_Work task_
When the word "side" shows up in a line of the records below, copy that line.

Collected data entries:
• • •

PR #1283, opened 2020-05-12
Implement AP Metrics reporting with channel utilization

mariomaz:
If a Multi-AP Agent receives a Metric Reporting Policy TLV with AP Metrics Channel Utilization Reporting Threshold field set to a non-zero value for a given radio, it shall measure the channel utilization on that radio in each consecutive implementation-specific measurement period and, if the most recently measured channel utilization has crossed the reporting threshold in either direction (with respect to the previous measurement), it shall send an AP Metrics Response message     to the Multi-AP Controller containing one AP Metrics TLV for each of the BSSs on that radio.
    
This PR also adds a placeholder for AP Metrics Response message creation in a method that will also be called when processing AP Metrics Query message.

### DIFF
--- a/agent/src/beerocks/monitor/monitor_thread.cpp
+++ b/agent/src/beerocks/monitor/monitor_thread.cpp
@@ -27,6 +27,13 @@ using namespace son;
 #define OPERATION_SUCCESS 0
 #define OPERATION_FAIL -1
 
+/**
+ * Implementation-specific measurement period of channel utilization.
+ * Currently we use this constant value but a more elaborate solution should read it from
+ * configuration.
+ */
+static constexpr uint8_t ap_metrics_channel_utilization_measurement_period_s = 10;
+
 monitor_thread::monitor_thread(const std::string &slave_uds_, const std::string &monitor_iface_,
                                beerocks::config_file::sConfigSlave &beerocks_slave_conf_,
                                beerocks::logging &logger_)
@@ -496,7 +503,86 @@ void monitor_thread::after_select(bool timeout)
 #ifdef BEEROCKS_RDKB
         mon_rdkb_hal.process();
 #endif
+
+        /**
+         * If a Multi-AP Agent receives a Metric Reporting Policy TLV with AP Metrics Channel
+         * Utilization Reporting Threshold field set to a non-zero value for a given radio, it
+         * shall measure the channel utilization on that radio in each consecutive implementation-
+         * specific measurement period and, if the most recently measured channel utilization has
+         * crossed the reporting threshold in either direction (with respect to the previous
+         * measurement), it shall send an AP Metrics Response message to the Multi-AP Controller
+         * containing one AP Metrics TLV for each of the BSSs on that radio.
+         */
+        auto radio_node = mon_db.get_radio_node();
+        auto &info      = radio_node->ap_metrics_reporting_info();
+        if (0 != info.ap_channel_utilization_reporting_threshold) {
+            int elapsed_time_s =
+                std::chrono::duration_cast<std::chrono::seconds>(
+                    now - info.ap_metrics_channel_utilization_last_reporting_time_point)
+                    .count();
+
+            if (elapsed_time_s >= ap_metrics_channel_utilization_measurement_period_s) {
+                info.ap_metrics_channel_utilization_last_reporting_time_point = now;
+
+                on_channel_utilization_measurement_period_elapsed();
+            }
+        }
     }
+}
+
+void monitor_thread::on_channel_utilization_measurement_period_elapsed()
+{
+    /**
+     * Measure current channel utilization on the radio.
+     */
+    uint8_t channel_utilization;
+    if (!mon_wlan_hal->get_channel_utilization(channel_utilization)) {
+        LOG(ERROR) << "Unable to get channel utilization";
+        return;
+    }
+
+    /**
+     * If previous channel utilization was lower than the threshold and now it is higher than the
+     * threshold, report it.
+     * Or if previous channel utilization was higher than the threshold and now it's lower than
+     * the threshold, report it.
+     */
+    auto radio_node        = mon_db.get_radio_node();
+    auto &info             = radio_node->ap_metrics_reporting_info();
+    bool threshold_crossed = false;
+    if (channel_utilization > info.ap_channel_utilization_reporting_threshold) {
+        if (info.ap_metrics_channel_utilization_reporting_value <=
+            info.ap_channel_utilization_reporting_threshold) {
+            threshold_crossed = true;
+        }
+    } else if (info.ap_metrics_channel_utilization_reporting_value >
+               info.ap_channel_utilization_reporting_threshold) {
+        threshold_crossed = true;
+    }
+
+    if (threshold_crossed) {
+        if (!create_ap_metrics_response()) {
+            LOG(ERROR) << "Unable to create AP Metrics Response message";
+            return;
+        }
+
+        message_com::send_cmdu(slave_socket, cmdu_tx);
+    }
+
+    info.ap_metrics_channel_utilization_reporting_value = channel_utilization;
+}
+
+bool monitor_thread::create_ap_metrics_response()
+{
+    auto cmdu_tx_header = cmdu_tx.create(0, ieee1905_1::eMessageType::AP_METRICS_RESPONSE_MESSAGE);
+    if (!cmdu_tx_header) {
+        LOG(ERROR) << "Failed creating AP_METRICS_RESPONSE_MESSAGE";
+        return false;
+    }
+
+    // TODO: add TLVs to message
+
+    return true;
 }
 
 bool monitor_thread::update_sta_stats()
--- a/agent/src/beerocks/monitor/monitor_thread.h
+++ b/agent/src/beerocks/monitor/monitor_thread.h
@@ -59,6 +59,23 @@ private:
     void stop_monitor_thread();
     bool hal_event_handler(bwl::base_wlan_hal::hal_event_ptr_t event_ptr);
 
+    /**
+     * @brief Executes when channel utilization measurement period has elapsed.
+     *
+     * This method is periodically invoked if AP Metrics Channel Utilization Reporting Threshold
+     * has been set to a non-zero value in last received Metric Reporting Policy TLV.
+     * Measurement period is set to an implementation-specific value.
+     * On invocation, method shall measure current channel utilization on the radio. If difference
+     * with respect to the previous measurement has crossed the reporting threshold, it shall send
+     * an AP Metrics Response message to the controller.
+     */
+    void on_channel_utilization_measurement_period_elapsed();
+
+    /**
+     * @brief Creates AP Metrics Response message
+     */
+    bool create_ap_metrics_response();
+
     bool update_ap_stats();
     bool update_sta_stats();
 
--- a/common/beerocks/bwl/dummy/base_wlan_hal_dummy.h
+++ b/common/beerocks/bwl/dummy/base_wlan_hal_dummy.h
@@ -51,6 +51,19 @@ public:
     virtual bool process_nl_events() override;
     virtual std::string get_radio_mac() override;
 
+    /**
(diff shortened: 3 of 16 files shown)


rmelotte (approved):
Can you think of any way to test the dummy implementation from test_flows.py at the moment?

common/beerocks/bwl/shared/nl80211_client.cpp
```diff
@@ -0,0 +1,37 @@
...
+        return false;
+    }
+
+    auto survey_info = *it;
+
+    if (0 == survey_info.time_on_ms) {
+        return false;
+    }
+
+    channel_utilization = survey_info.time_busy_ms / survey_info.time_on_ms;
```
arnout: I guess you're missing a unit test :-)

This will always be zero, because you're doing integer division and time_on_ms >= time_busy_ms. You'll have to multiply time_busy_ms by 255 before the division.

Also, there should probably be some handling of the boundary conditions (time_busy_ms > time_on_ms, which shouldn't happen, so return false).

common/beerocks/bwl/shared/nl80211_client.cpp
```diff
@@ -0,0 +1,37 @@
...
+
+namespace bwl {
+
+bool nl80211_client::SurveyInfo::get_channel_utilization(uint8_t &channel_utilization) const
+{
+    channel_utilization = UINT8_MAX;
+
+    auto it =
+        std::find_if(data.begin(), data.end(), [](const sChannelSurveyInfo &channel_survey_info) {
+            return channel_survey_info.in_use;
```
arnout, line 30: What if there are multiple channels in use? This might actually happen in the 80+80 case. Or maybe even in the 80MHz case because it covers multiple channels.

(note: can be a TODO)

common/beerocks/bwl/include/bwl/nl80211_client.h
```diff
@@ -351,6 +351,28 @@ class nl80211_client {
...
+         * NL80211_CMD_GET_SURVEY command.
+         */
+        std::vector<sChannelSurveyInfo> data;
+
+        /**
+         * @brief Gets channel utilization.
+         *
+         * Gets channel utilization as time busy divided by time on for the channel in use.
+         *
+         * @param[out] channel_utilization Channel utilization value or UINT8_MAX if it cannot be
```
arnout: This should specify the unit. Well, since it's a fraction no unit *should* be needed, but representing a fraction as a single 8-bit integer is not going to give you much joy :-) I propose to use a unit of 1/255 (as per 802.11 spec section 9.4.2.28:  "percentage of time, linearly scaled with 255 representing 100%").

common/beerocks/bwl/include/bwl/base_wlan_hal.h
```diff
@@ -110,6 +110,15 @@ class base_wlan_hal {
      */
     virtual bool process_int_events();
 
+    /**
+     * @brief Gets channel utilization.
+     *
+     * @param[out] channel_utilization Channel utilization value.
```
arnout, line 121: Again, we need to specify the unit here.

agent/src/beerocks/monitor/monitor_db.h
```diff
@@ -296,7 +296,7 @@ class monitor_radio_node {
          * Last value reported for AP Metrics Channel Utilization Reporting.
          * Must be compared with threshold value to decide if current value has to be reported.
          */
-        uint8_t ap_metrics_channel_utilization_reporting_value = 0;
+        uint8_t ap_metrics_channel_utilization_reporting_value = UINT8_MAX;
```
arnout: Unfortunately, UINT8_MAX is *not* invalid, it represents 100%. If we need to support a sentinel value, we'll have to use a bigger size.

agent/src/beerocks/monitor/monitor_thread.cpp
```diff
@@ -25,6 +25,13 @@ using namespace son;
 #define OPERATION_SUCCESS 0
 #define OPERATION_FAIL -1
 
+/**
+ * Implementation-specific measurement period of channel utilization.
+ * Currently we use this constant value but a more elaborate solution should read it from
+ * configuration.
```
arnout, line 33: :+1:

agent/src/beerocks/monitor/monitor_thread.cpp
```diff
@@ -25,6 +25,13 @@ using namespace son;
...
+ */
+static constexpr uint8_t ap_metrics_channel_utilization_measurement_period_s = 10;
```
arnout, line 35: (for my info) why constexpr and not const?

agent/src/beerocks/monitor/monitor_thread.cpp
```diff
@@ -494,7 +501,75 @@ void monitor_thread::after_select(bool timeout)
...
+         * measurement), it shall send an AP Metrics Response message to the Multi-AP Controller
+         * containing one AP Metrics TLV for each of the BSSs on that radio.
+         */
+        auto radio_node = mon_db.get_radio_node();
+        auto &info      = radio_node->ap_metrics_reporting_info();
+        if (0 != info.ap_channel_utilization_reporting_threshold) {
+            int elapsed_time_s =
+                std::chrono::duration_cast<std::chrono::seconds>(
+                    now - info.ap_metrics_channel_utilization_last_reporting_time_point)
+                    .count();
```
arnout, line 522: We need a better chrono abstraction to make this kind of stuff easier (and mockable)...

agent/src/beerocks/monitor/monitor_thread.cpp
```diff
@@ -494,7 +501,75 @@ void monitor_thread::after_select(bool timeout)
...
+        return;
     }
+
+    /**
+     * Compare with previous measurement and if difference has crossed the reporting threshold,
+     * then send an AP Metrics Response message to the controller.
+     */
+    auto radio_node = mon_db.get_radio_node();
+    auto &info      = radio_node->ap_metrics_reporting_info();
+    if ((UINT8_MAX == info.ap_metrics_channel_utilization_reporting_value) ||
```
arnout: IIUC this is *only* used for the initial report. The spec doesn't say anything about what the initial one should be. So... see below.

agent/src/beerocks/monitor/monitor_thread.cpp
```diff
@@ -494,7 +501,75 @@ void monitor_thread::after_select(bool timeout)
...
+        (abs(channel_utilization - info.ap_metrics_channel_utilization_reporting_value) >
+         info.ap_channel_utilization_reporting_threshold)) {
```
arnout: This is not correct IMO. The threshold is not a difference like it is for RCPI - it's when you go over the threshold. "if the most recently measured channel utilization has crossed the
reporting threshold in either direction (with respect to the previous measurement)". So:
- the ap_metrics_channel_utilization_reporting_value should be stored every time, not only when the threshold is exceeded;
- we should check if current and previous are on the same side of the threshold.

The second can be done easily be checking the sign of (a - threshold) * (b - threshold).

So the code would look something like this:
```
    auto current_diff = channel_utilization - info.ap_channel_utilization_reporting_threshold;
    auto prev_diff = info.ap_metrics_channel_utilization_reporting_value - info.ap_channel_utilization_reporting_threshold;
    if (cur_diff * prev_diff < 0)
        ...
```

Please double-check the above w.r.t. types and overflows. It may need to but put in an int32_t to be sure. 

As for the initial case: since it's not specified, it doesn't matter on which side of the threshold we start. So I think initialising it to 0 is fine.

agent/src/beerocks/monitor/monitor_thread.h
```diff
@@ -59,6 +59,23 @@ class monitor_thread : public beerocks::socket_thread {
...
+     * On invocation, method shall measure current channel utilization on the radio. If difference
+     * with respect to the previous measurement has crossed the reporting threshold, it shall send
+     * an AP Metrics Response message to the controller.
+     */
+    void on_channel_utilization_measurement_period_elapsed();
+
+    /**
+     * @brief Creates AP Metrics Response message
+     */
+    bool create_ap_metrics_response();
```
arnout, line 77: I put this function in monitor_stats. It would read its information from the database anyway, so putting it in monitor_stats is fine. So on_channel_utilization_measurement_period_elapsed would update the database before calling create_ap_metrics_response(). And I think ti's pretty easy: ap_metrics_channel_utilization_reporting_value and _time should move to sRadioStats. Note that that object already has channel_load field which AFAIU are more or less equivalent (but apparently never got implemented because channel_load_tot_curr is never set and all the rest depends on it).

That said, I'm perfectly fine with moving create_ap_metrics_response to monitor_thread. Like you, I don't see a clear separation of concerns between the monitor classes (except for the db, of course).

Note that the response needs a list of bssids that have to be included in the response.

arnout (changes requested):
Given that there are a few fundamental problems with this PR, I'm marking it as changes requested.

agent/src/beerocks/monitor/monitor_thread.cpp
mariomaz: In this case we could use either. 
AFAIK `constexpr` is required to ensure we have a compile-time constant but here a `const` would work too. `const` is required when initialization must be done with a computation done at run time. 

I hadn't used `constexpr` before I started working for the prplMesh project. In one of my PRs I used a `#define` and @rmelotte suggested me to use `constexpr` instead. I'm using `constexpr` since then.

agent/src/beerocks/monitor/monitor_thread.cpp
mariomaz: I've been thinking about using the [Reactor Design Pattern](https://www.dre.vanderbilt.edu/~schmidt/PDF/reactor-rules.pdf) here to handle both socket I/O and timer events

common/beerocks/bwl/shared/nl80211_client.cpp
mariomaz: Fixed

common/beerocks/bwl/include/bwl/nl80211_client.h

common/beerocks/bwl/shared/nl80211_client.cpp
mariomaz: Created #1312

common/beerocks/bwl/include/bwl/base_wlan_hal.h
mariomaz: Done

agent/src/beerocks/monitor/monitor_db.h
mariomaz: Reverted

agent/src/beerocks/monitor/monitor_thread.cpp
mariomaz: Fixed

agent/src/beerocks/monitor/monitor_thread.cpp
mariomaz: Fixed

agent/src/beerocks/monitor/monitor_thread.h
mariomaz: My create_ap_metrics_response() method is just a hint of how/where it could be done. 
This is something left to be done when merging your branch and mine

common/beerocks/bwl/dummy/base_wlan_hal_dummy.h
```diff
@@ -51,6 +51,19 @@ class base_wlan_hal_dummy : public virtual base_wlan_hal,
     virtual bool process_nl_events() override;
     virtual std::string get_radio_mac() override;
 
+    /**
+     * @brief Gets channel utilization.
+     *
+     * @see base_wlan_hal::get_channel_utilization
```
arnout, line 57: :+1: 

As @RanRegev noted in #1309 we should have documentation of how to write doxygen, and this should be part of it.

arnout (approved):

arnout:
@mergifyio rebase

• • •

_Output of the exercise_
- we should check if current and previous are on the same side of the threshold.
As for the initial case: since it's not specified, it doesn't matter on which side of the threshold we start. So I think initialising it to 0 is fine.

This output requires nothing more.